Query Type Diversity

31,783 Flickr30K images × 5 query types ≈ 159K training triples. Generated using LLaVA (tags), Llama 3.1 8B (paraphrasing), and Flickr30K Entities annotations.

Raw sentence "Two men in hard hats look at a blueprint"

Similar "A pair of workers review construction plans"

Fragment "hard hat blueprint"

Phrase "men looking at plans"

Tag "construction plan worker safety"

Loss Function

Binary cross-entropy with logits over (query, image, label=1.0/0.0) triples.
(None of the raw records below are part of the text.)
PR #19436, opened 2020-08-13
Fix some compat entry in Arb_jll

thofma:
@giordano


giordano:
I'm a bit confused by what this PR wants to achieve.  Can you please describe what's your goal?

thofma:
At the moment the two latest `Arb_jl` versions (2.18.1 and 2.18.2) require FLINT_jll with version _exactly_ 2.6.2. But now we have FLINT_jll 2.6.3. So they cannot be installed at the same time. I noticed that `_jll` packages usually don't have compat entries, so I just delete it.

giordano:
Ok, so the old versions still need FLINT 0.0.2, but the new ones are compatible with any version of FLINT?

thofma:
Yes.

PR #24188, opened 2020-11-05
Update Package.toml

ScottPJones:
ShortStrings.jl was moved by the owner to JuliaString


DilumAluthge:
Done. You should be able to register new versions of the package now.

cc: @ScottPJones @xiaodaigh

PR #24265, opened 2020-11-06
New version: LLVM_full_jll v11.0.0+4

jlbuild:

* Registering JLL package LLVM_full_jll.jl
* Repository: https://github.com/JuliaBinaryWrappers/LLVM_full_jll.jl
* Version: v11.0.0+4


staticfloat:
@dilum @fredrikekre so here's an interesting case.  We registered a new version that is `v11.0.0+4` that has a new compat entry that previous `11.0.0+X` releases didn't have.  I'm fine with us retroactively changing the compat entries of the previous `11.0.0+X` releases, but apparently the compressor gets confused here and doesn't properly limit the previous compat entries.  For the record, what it generated was this:

```
[11]
JLLWrappers = "1.1.0-1"
julia = "1.6.0-1"

[8-11]
julia = "1"
```

PR #24654, opened 2020-11-15
Create registrator_issues.yml

DilumAluthge:


fredrikekre:
What is this?

DilumAluthge:
I'm experimenting with a way of running Registrator without a server. The workflow would be:
1. User opens an issue on the General registry with a title such as `register MyOrganization/MyPackage`
2. We check if the user is either (a) the owner of the repo, or (b) a public member of the organization that owns the repo.
3. If the user meets either of the above conditions, we make the registration.

It's still experimental, so AutoMerge is will not merge any PRs made from this.

DilumAluthge:
Example PR is here: https://github.com/JuliaRegistries/General/pull/24658

PR #24908, opened 2020-11-18
Change RobotZoo url

bjack205:
Changing ownership of RobotZoo from my personal account to the account of my research lab.

### DIFF
--- a/R/RobotZoo/Package.toml
+++ b/R/RobotZoo/Package.toml
@@ -1,3 +1,3 @@
 name = "RobotZoo"
 uuid = "74be38bb-dcc2-4b9e-baf3-d6373cd95f10"
-repo = "https://github.com/RobotExplorationLab/RobotZoo.jl.git"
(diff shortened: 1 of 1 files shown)


R/RobotZoo/Package.toml
```diff
@@ -1,3 +1,3 @@
 name = "RobotZoo"
 uuid = "74be38bb-dcc2-4b9e-baf3-d6373cd95f10"
-repo = "https://github.com/bjack205/RobotZoo.jl.git"
+repo = "https://github.com/RobotExplorationLab/RobotZoo.jl.git"
```
rejuvyesh, line 3: Seems like a typo. Should be `Robotic`?

DilumAluthge: Bump @bjack205 

Seems like the new URL should be `https://github.com/RoboticExplorationLab/RobotZoo.jl`

bjack205: ah, yes, sorry about that. It's now fixed.

PR #24916, opened 2020-11-19
New version: Libtask_jll v0.4.0+0

jlbuild:

* Registering JLL package Libtask_jll.jl
* Repository: https://github.com/JuliaBinaryWrappers/Libtask_jll.jl
* Version: v0.4.0+0


devmotion:
[noblock]

This version of Libtask_jll is only compatible with Julia 1.3: https://github.com/JuliaPackaging/Yggdrasil/blob/a9bd57bc8e0899c26b1a1432cda9689f5c100ef7/L/Libtask/build_tarballs.jl#L68 I assume this causes the automerge problems?

fingolfin:
@devmotion BTW have you already tested whether it really works there? For libcxxwrap_julia_jll, our 1.3 binary does not actually work on macOS (see discussion on https://github.com/JuliaPackaging/Yggdrasil/pull/2106)

devmotion:
No, I was about to check it when I realized that it is not available in the registry. BTW that's also why I haven't opened any of the subsequent PRs to Yggdrasil yet.

fingolfin:
You can test it already now w/o needing to wait for the registry: you can `add URL` the JLL repository

devmotion:
Thanks for the tip! I just tested it and all tests passed :slightly_smiling_face:

devmotion:
I noticed that it is even possible to load it with Julia > 1.3. I would have assumed that this would error but instead Pkg just prints
```julia
julia version requirement for package `Libtask_jll [3ae2931a]` not satisfied
```
Maybe it's since I added the JLL repo manually?

PR #25252, opened 2020-11-24
Fix compat typo

kescobo:
I accidentally set compat to

```
[compat]
DataFrames = "0.19, 0.20, 0.21, 22"
```

When I tagged the last version. Sorry for the complication :facepalm:


kescobo:
Do I also need to do something on my repo end? I already updated the `Project.toml`, but do I need to change which commit that General points to?

M/Microbiome/Versions.toml
```diff
@@ -29,4 +29,4 @@ git-tree-sha1 = "a89979a590578dd9dfb372757522dc881a84db76"
 git-tree-sha1 = "274452475b32b4dd54f9abb6e2297e88d5fe9004"
 
 ["0.6.5"]
-git-tree-sha1 = "4e901f0569d9684cc02130d489098cca084848d4"
+git-tree-sha1 = "8653f05a1a4ee373cf13792833801b6a47e98876"
```
fredrikekre, line 32: You should not update this

kescobo: Even though that sha points to something with a `Project.toml` saying it's compatible with DataFrames v22?

fredrikekre: Yes, this is immutable. You can release 0.6.6 with the fix if you like. Can still merge this PR though, it shouldn't break anything.

kescobo: OK, got it, thanks

PR #25344, opened 2020-11-26
[FLINT_jll] yank borked version

thofma:
This broke everything, see https://github.com/JuliaPackaging/Yggdrasil/pull/2175. I hope I did it the right way.

@fingolfin

PR #25388, opened 2020-11-27
[LoadFlint] update compat

thofma:
To deal with https://github.com/JuliaRegistries/General/pull/25344 on julia 1.0.

I played around with `VersionSpec` and this seems to be the correct syntax for `[2.6.0 - 2.6.999)`.


thofma:
Would be good if we could merge this to unbreak packages on 1.0. @giordano

PR #25468, opened 2020-11-29
Fix compat entry for LibOSXUnwind_jll

fingolfin:
LibOSXUnwind_jll 0.0.6 is actually compatible with (and required by) Julia >= 1.5.1.
Since the Julia build system pins the JLL to 0.0.6+0 and doesn't use the registry, this
isn't obvious normally, but the incorrect compat entry prevents linking libjulia_jll 1.5
and derived JLLs correctly against libosxunwind.

For details see https://github.com/JuliaPackaging/Yggdrasil/pull/2190#issuecomment-735318854

Ping @giordano @staticfloat

### DIFF
--- a/L/LibOSXUnwind_jll/Compat.toml
+++ b/L/LibOSXUnwind_jll/Compat.toml
@@ -3,4 +3,4 @@ julia = "1"
 
 ["0.0.6-0"]
 JLLWrappers = "1.1.0-1"
-julia = "1.6.0-1"
+julia = "1.5.1-1"
--- a/L/LibOSXUnwind_jll/Versions.toml
+++ b/L/LibOSXUnwind_jll/Versions.toml
@@ -6,3 +6,4 @@ git-tree-sha1 = "cded5b3cf1ce542fb1d322e9d1c5c488ba5725b0"
 
 ["0.0.6+1"]
 git-tree-sha1 = "4ad86f1d058c211e8916ceddf2404ea75b002e47"
+yanked = true


L/LibOSXUnwind_jll/Compat.toml
```diff
@@ -3,4 +3,4 @@ julia = "1"
 
 ["0.0.6-0"]
 JLLWrappers = "1.1.0-1"
-julia = "1.6.0-1"
+julia = "1.5.1-1"
```
giordano, line 6: > LibOSXUnwind_jll 0.0.6 is actually compatible with (and required by) Julia >= 1.5.1.

That's not accurate, `LibOSXUnwind_jll` v0.0.6+1 has the infamous [`aarch64-apple-darwin` platform](https://github.com/JuliaBinaryWrappers/LibOSXUnwind_jll.jl/blob/6e33af9f1adcc6345dac4bbe76e2b92ee3faf5bf/Artifacts.toml#L2), which isn't compatible with Julia v1.5.1.  At very least this should be
```suggestion
julia = "1.5.2-1"
```

giordano (changes requested):

L/LibOSXUnwind_jll/Compat.toml
giordano: Alternatively, we can yank v0.0.6+1, fix the compat bounds for v0.0.6+0, and then merge https://github.com/JuliaPackaging/Yggdrasil/pull/2191 which will become v0.0.6+2, but this must share the same compat as v0.0.6+0.  Is it possible?

fingolfin: OK, the point is that I want to *yank* 0.0.6+1 and instead have 0.0.6+2 which does not include aarch64, see https://github.com/JuliaPackaging/Yggdrasil/pull/2191. How to do this correctly then?

giordano: To yank a version add `yanked = true` after it

giordano: But then you also need to fix the compat entries as appropriate

fingolfin: I don't understand-- there won't be aarch64 in the 0.0.6+2 JLL, so what is wrong about using >=1.5.1?

giordano: I don't know, I said "as appropriate" because I don't know what's the situation.  Is compat bound of 0.0.6+0 the same as future 0.0.6+2.

fingolfin: I think 0.0.6 had no compat bound at all (it may have predated the julia_compat kwarg); but as explained in the linked issue, it is used by Julia >= 1.5.1 (where the build system hardcodes 0.0.6+0)

fingolfin: I've now added `yanked = true` for 0.0.6+1; the compat bound is correct in so far that it reflects precisely those Julia versions which need 0.0.6; and once https://github.com/JuliaPackaging/Yggdrasil/pull/2191 is merged it'll also match what the Project.toml of LibOSXUnwind_jll says.

fingolfin: @giordano does that seem OK to you now? Is the situation a bit clearer now (sorry, but it simply is a bit confusing and explaining it clearly isn't super easy)

PR #25988, opened 2020-12-07
Add DateSelectors.jl with history

oxinabox:
Package: https://github.com/invenia/DateSelectors.jl

This is part of the Contribution2020 event,
where Invenia (and others) are open sourcing a bunch of stuff.

In this particular case we are taking the whole package from closed to open.
Including the history of 7 past releases.

I have semi-manually written this code.
It was copied out of our internal registry, but then I had to add the StatsBase compat and update Julia 1 compat.
This needs some careful checking probably.

Pretty sure it can't be automerged since it wasn't made by the bot


oxinabox:
this might also need a bunch of minor and patch version tags?

PR #26003, opened 2020-12-07
New package: AWSTools.jl w/ history

mattBrzezinski:


A/AWSTools/Compat.toml
```diff
@@ -0,0 +1,103 @@
+[0]
+julia = "0.6-1.3"
+
+["0-0.0.1"]
+Nulls = "0.0.6-0.1"
```
mattBrzezinski, line 5: Looks like this needs to be registered before we can go in with this package.

Looks to be the old version of:
> https://github.com/JuliaData/Missings.jl

PR #26021, opened 2020-12-08
Register Cliquing.jl

iamed2:
This package was previously registered in Invenia's private registry. Versions before 2 depended on a private package which is not being open-sourced, so those have been removed, but otherwise this is copied from Invenia's registry with the URL changed.


iamed2:
Closing for now as there are some unanswered questions around splitting registry history.

iamed2:
Questions have been answered; looks like history splitting will work.

DilumAluthge:
@iamed2 Can I merge this?

iamed2:
@DilumAluthge Yes, please! :)

PR #576, opened 2026-04-13
[codex] fix issue-row actions and branch naming fallbacks

rjwittams:
## Summary
- make branch-name generation keep the originally requested issue IDs and fetch missing issue details from the preferred tracker before asking AI for a name
- preserve checkout host/source information for environment-qualified paths so remote checkout rows render against the right host context
- treat native TUI issue rows like selectable actionable items so multi-select, action menus, and branch-name generation work consistently across issue sections

## Why
These fixes address two related gaps in repo-scoped issue workflows. Branch-name generation could lose issue context when the current provider snapshot did not already contain every requested issue, and native issue rows in the TUI did not participate in the same action and multi-select paths as work-item rows. Remote checkout path rendering also lacked a reliable host fallback in some environment-qualified cases.

## Impact
Issue-driven workflows stay usable even when the issue metadata has to be fetched lazily, and users can generate branches directly from native issue rows or issue-row multi-select without falling back to work-item-backed sections. Remote checkout rows also show paths relative to the correct host root more reliably.

## Root Cause
The executor only consulted in-memory issue data when building branch-name context and derived fallback issue/provider pairs from resolved issues rather than the user-requested IDs. In the TUI, several selection and intent paths were hard-wired to `WorkItem` rows and ignored native `IssueRow` identities.

## Validation
- `mkdir -p .codex-tmp && TMPDIR="$PWD/.codex-tmp" cargo clippy --workspace --all-targets --locked -- -D warnings`
- `mkdir -p .codex-tmp && TMPDIR="$PWD/.codex-tmp" cargo test --workspace --locked` *(fails in this sandbox on existing machine-identity-dependent tests: `host_identity::tests::resolve_local_node_id_uses_machine_scoped_identity_dir`, `in_process::tests::get_repo_providers_uses_preferred_root_environment_host_discovery_for_non_local_direct_repo`)*
- `mkdir -p .codex-tmp && TMPDIR="$PWD/.codex-tmp" cargo test -p flotilla-core --locked generate_branch_name`
- `mkdir -p .codex-tmp && TMPDIR="$PWD/.codex-tmp" cargo test -p flotilla-core --locked checkout_source_falls_back_to_provider_host_for_environment_qualified_paths`
- `mkdir -p .codex-tmp && TMPDIR="$PWD/.codex-tmp" cargo test -p flotilla-tui --locked app::key_handlers::tests`
- `mkdir -p .codex-tmp && TMPDIR="$PWD/.codex-tmp" cargo test -p flotilla-tui --locked widgets::repo_page::tests`
- `mkdir -p .codex-tmp && TMPDIR="$PWD/.codex-tmp" cargo test -p flotilla-tui --locked widgets::split_table::tests`

### DIFF
--- a/crates/flotilla-core/src/data.rs
+++ b/crates/flotilla-core/src/data.rs
@@ -393,9 +393,11 @@ fn group_to_work_item(providers: &ProviderData, group: &CorrelatedGroup, group_i
     let description = pr_title.or(session_title).or(agent_title).or_else(|| branch.clone()).or(set_description).unwrap_or_default();
 
     let source = match &anchor {
-        CorrelatedAnchor::Checkout(co) => {
-            co.host_path().map(|path| path.host.to_string()).or_else(|| co.key.host_name().map(ToString::to_string))
-        }
+        CorrelatedAnchor::Checkout(co) => co
+            .host_path()
+            .map(|path| path.host.to_string())
+            .or_else(|| co.key.host_name().map(ToString::to_string))
+            .or_else(|| host.as_ref().map(ToString::to_string)),
         CorrelatedAnchor::AttachableSet(id) => providers.attachable_sets.get(id).and_then(|set| {
             set.checkout
                 .as_ref()
--- a/crates/flotilla-core/src/data/tests.rs
+++ b/crates/flotilla-core/src/data/tests.rs
@@ -226,6 +226,32 @@ fn host_falls_back_to_checkout_host_provenance_when_key_has_host_id() {
 }
 
 #[test]
+fn checkout_source_falls_back_to_provider_host_for_environment_qualified_paths() {
+    let checkout_key = flotilla_protocol::qualified_path::QualifiedPath::environment(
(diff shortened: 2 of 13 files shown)


rjwittams:
Pushed a follow-up fix in f4b77742. I updated GenerateBranchName so unresolved issue IDs still enter the AI path with placeholder context like issue 42 instead of short-circuiting straight to the fallback; that restores the cancellable in-flight provider behavior and fixes the CI regression. I also switched the fetched-issue merge from or_insert to insert, and made ArchiveSession use the same effective execution context as GenerateBranchName for symmetry. I left the synthetic issue-row node id as-is: this helper work item is only used locally for intent availability and action-menu construction, while command routing stays repo-scoped rather than depending on that synthetic node id.

rjwittams:
Addressed in b0272e1c. I added a short comment on the synthetic issue-row WorkItem explaining that my_node_id() should already be known for this local repo view and that the issue-row fallback node id is only a safety net.

PR #579, opened 2026-04-14
feat: prototype flotilla resources and workflow templates

rjwittams:
## Summary
- add the stage-1 `flotilla-resources` crate with typed resource APIs, in-memory semantics, and raw Kubernetes HTTP support
- add the stage-2 `WorkflowTemplate` resource with validation, CRD schema, sample YAML, local validation example, and backend coverage
- tighten the workflow template design docs and capture the implementation plan used for this branch

## Test Plan
- [x] `cargo test -p flotilla-resources --locked`
- [x] `cargo build -p flotilla-resources --locked --example validate_workflow --example k8s_crud`
- [x] `cargo run -p flotilla-resources --example validate_workflow -- crates/flotilla-resources/examples/review-and-fix.yaml`
- [ ] `FLOTILLA_RUN_K8S_TESTS=1 cargo test -p flotilla-resources --locked -- --ignored`


rjwittams:
Fixed in 5e10937a.

- re-exported `WatchStream` from `lib.rs`
- switched the workflow-template stale-update assertion to `expect_err` to satisfy Clippy
- removed the duplicate `Visiting` path from DAG traversal so cycle detection has one clear route
- strip trailing `
` when decoding watch events and added CRLF coverage in `http_wire`
- made the kubeconfig auth limitation explicit for token auth and missing cert/key cases
- documented the in-memory event-log growth tradeoff and `ensure_crd` replace semantics

I did not change the workspace-dependency nit because those crates are not centralized in `[workspace.dependencies]` in this repo today, and I left `ResourceError::decode` as-is for the prototype.

PR #581, opened 2026-04-14
[codex] implement convoy resource stage 3

rjwittams:
## Summary
- add typed `StatusPatch` support to `flotilla-resources` and implement the Stage 3 `Convoy` resource, reconcile logic, CRD, controller example, and end-to-end tests
- extend the resource test surface with convoy reconcile/status-patch coverage plus Kubernetes integration coverage updates
- seed deterministic `machine_id` values in daemon-backed test harnesses so the sandbox-safe workspace test command no longer depends on ambient host identity

## Why
- Stage 3 needs a concrete convoy resource/controller implementation on top of the Stage 1 resource client surface
- the workspace test failure was not sandbox-specific; several daemon harnesses were constructing local configs without `machine_id`, which broke on hosts without ambient identity

## Validation
- `/bin/zsh -lc 'mkdir -p .codex-tmp && TMPDIR="$PWD/.codex-tmp" cargo clippy --workspace --all-targets --locked -- -D warnings'`
- `/bin/zsh -lc 'mkdir -p .codex-tmp && TMPDIR="$PWD/.codex-tmp" cargo test --workspace --locked --features flotilla-daemon/skip-no-sandbox-tests'`

### DIFF
--- a/Cargo.lock
+++ b/Cargo.lock
@@ -421,9 +421,9 @@ dependencies = [
 
 [[package]]
 name = "cc"
-version = "1.2.57"
+version = "1.2.58"
 source = "registry+https://github.com/rust-lang/crates.io-index"
-checksum = "7a0dd1ca384932ff3641c8718a02769f1698e7563dc6974ffd03346116310423"
+checksum = "e1e928d4b69e3077709075a938a05ffbedfa53a84c8f766efbf8220bb1ff60e1"
 dependencies = [
  "find-msvc-tools",
  "jobserver",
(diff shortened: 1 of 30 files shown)


rjwittams:
Fixed. The controller now treats WorkflowTemplate not-found as reconcile input instead of returning early, so missing templates transition convoys to Failed through the existing FailInit path. I added an in-memory controller regression test for that case, and moved tracing-subscriber to dev-dependencies because it is only used by the example binary.

PR #582, opened 2026-04-14
feat: add task provisioning runtime

rjwittams:
## Summary
- add the generic provisioning resource surface, controller framework, and the new `flotilla-controllers` crate for environment, clone, checkout, terminal session, and task workspace reconciliation
- extend convoy provisioning to create and observe `TaskWorkspace` resources, add the `convoy <name> task <task> complete` command path, and wire daemon startup to host the provisioning runtime and heartbeat loop
- split the production daemon into `flotillad`, keep the root `flotilla` binary client-only, and update the spec plus command-palette snapshots for the new convoy command surface

## Test Plan
- [x] `cargo test -p flotilla-daemon runtime::tests::in_memory_stage4a_flow_reaches_running_and_completes_convoy -- --nocapture`
- [x] `cargo test -p flotilla-daemon --locked`
- [x] `cargo test -p flotilla-client --locked`
- [x] `cargo test --locked src::tests`
- [x] `/bin/zsh -lc 'mkdir -p .codex-tmp && TMPDIR="$PWD/.codex-tmp" cargo clippy --workspace --all-targets --locked -- -D warnings'`
- [x] `/bin/zsh -lc 'mkdir -p .codex-tmp && TMPDIR="$PWD/.codex-tmp" cargo test --workspace --locked --features flotilla-daemon/skip-no-sandbox-tests'`


rjwittams:
### Code review

Found 1 issue:

1. Finalizer is attached lazily after resource creation, leaving a race window where a resource can be deleted before the controller has processed it — `run_finalizer` will not run because the deletion-path branch is gated on the finalizer already being present. `Actuation::Create*` calls `create_if_missing`, which creates the object with `finalizers: Vec::new()`, and the finalizer is only appended later when the primary-watch event is pulled off the queue. If a deletion happens (or arrives first via the watch) before that attachment, the cleanup hook is silently skipped and on-disk state (worktrees, clones, containers, sessions) leaks.

Creation path (empty finalizers):
https://github.com/flotilla-org/flotilla/blob/8fe9b78a0b06a8b8fca7e2d428c9fb54c99908c3/crates/flotilla-resources/src/controller/mod.rs#L247-L265

Attachment is gated on `deletion_timestamp.is_none()`, and the deletion-path branch requires the finalizer to already be present:
https://github.com/flotilla-org/flotilla/blob/8fe9b78a0b06a8b8fca7e2d428c9fb54c99908c3/crates/flotilla-resources/src/controller/mod.rs#L368-L401

Consider either having the actuator include the finalizer in the initial `InputMeta`, or treating "deletion_timestamp set + finalizer absent + reconciler has a finalizer name" as a state that still triggers `run_finalizer`.

🤖 Generated with [Claude Code](https://claude.ai/code)

<sub>- If this code review was useful, please react with 👍. Otherwise, react with 👎.</sub>

rjwittams:
Addressed the actionable review items in `b9f59069`.

In this PR:
- `TerminalSessionReconciler` now uses the injected `now` value when marking failures, with a focused regression test.
- Removed the no-op `resource_backend_for_test()` wrapper and switched the test to the existing public `resource_backend()` accessor.
- Cleaned up the duplicated per-test `meta()` helpers by reusing the shared helper.
- Removed the dead suppression line from `DockerEnvironmentActuator` by dropping the unused stored fields.
- Documented the intended `fetch_dependencies()` contract in the controller framework so the idempotent prepare/inspect usage in clone/checkout is explicit rather than implicit.

Already fixed earlier on this branch:
- watch restart backoff and restart supervision inside `ControllerLoop`
- finalizer attachment / teardown behavior, including the lazy-finalizer race called out later in the thread

Filed follow-ups for the two valid wider-scope concerns that I did not fold into this PR:
- #583 supervise provisioning controllers after reconcile-path errors
- #584 thread provisioning namespace into convoy completion handling

PR #585, opened 2026-04-15
refactor: reduce resource client prototype code size

rjwittams:
## Summary
- add `bon` and `rstest` as the normal builder/parameterized-test tools for the resources prototype work
- extract shared controller/resource test harnesses and a reusable backend contract suite
- move provisioning happy-path coverage outward into controller-loop / observable-behavior tests while trimming duplicated unit-test setup
- factor daemon runtime git test setup into a dedicated helper and finish the controller-loop harness cleanup
- include the phase-plan docs that drove this cleanup pass

## Testing

## Notes
- `crates/flotilla-resources/tests/http_wire.rs` was inspected but left alone because it is exercising HTTP wire semantics rather than the generic backend contract shape, so converting it was not a trivial cleanup in this pass.
- Representative line-count reductions from the cleanup:
  - `crates/flotilla-daemon/src/runtime.rs`: `1141 -> 1106`
  - `crates/flotilla-controllers/tests/task_workspace_reconciler.rs`: `441 -> 300`
  - `crates/flotilla-resources/tests/in_memory.rs`: `239 -> 114`
  - `crates/flotilla-resources/tests/workflow_template_in_memory.rs`: `116 -> 56`


rjwittams:
Fixed in 993cc37d. I extracted the shared wait_until helper for TestLoopHarness, replaced the too_many_arguments test helpers with bon builder-backed fixture structs, relaxed the shared contract assertions so they no longer assume monotone integer resourceVersions, and added comments explaining the single-case rstest scaffolding for future backend fixtures. I also ran cargo +nightly-2026-03-12 fmt --check and cargo test -p flotilla-resources -p flotilla-controllers --locked locally.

Negatives are non-clicked results shown to the user — introducing position bias (known limitation).

ℒ = BCE(ŷ_logit, y)

Training Configuration

# feedback_train.py hyperparameters

model Qwen2-VL-2B-Instruct

lora_rank r=8, α=16

dropout 0.05

targets q/k/v/o_proj

optimizer AdamW lr=2e-4

precision bfloat16 (AMP)

epochs 1 (online)

threshold 100 untrained rows

# post-training metrics

eval Recall@1/5/10

nDCG@1/5/10

score separation

tracker MLflow artifacts

POLAR (CVPR 2025)

This project adapts the POLAR paradigm from personalizing CLIP to reranking. CLIP ViT-B/32 (frozen) handles first-stage retrieval; Qwen2-VL-2B with LoRA rescores using implicit click history — making the system personalize to each user's search patterns over time.

Performance Engineering

Inference Optimizations

Seven targeted optimizations across CLIP, Qdrant, and the reranker keep end-to-end semantic search under 400ms even with GPU reranking.

CLIP

L2 Normalization at Embed Time

Unit vectors from both CLIP encoders mean cosine similarity in Qdrant reduces to a dot product — no re-normalization at query time.

CLIP

No-Grad Inference

torch.no_grad() disables autograd, cutting memory allocation ~50% vs. training mode. No gradient tape on the forward pass.

Qdrant

Hard Cap on Reranker Candidates

limit=min(top_k, 10) regardless of UI request size (up to 156). Bounds reranker latency since each candidate needs a GPU forward pass.

Reranker

bfloat16 Autocast

All reranker passes use torch.amp.autocast("cuda", dtype=bfloat16) — ~50% VRAM reduction vs. float32 with negligible precision loss.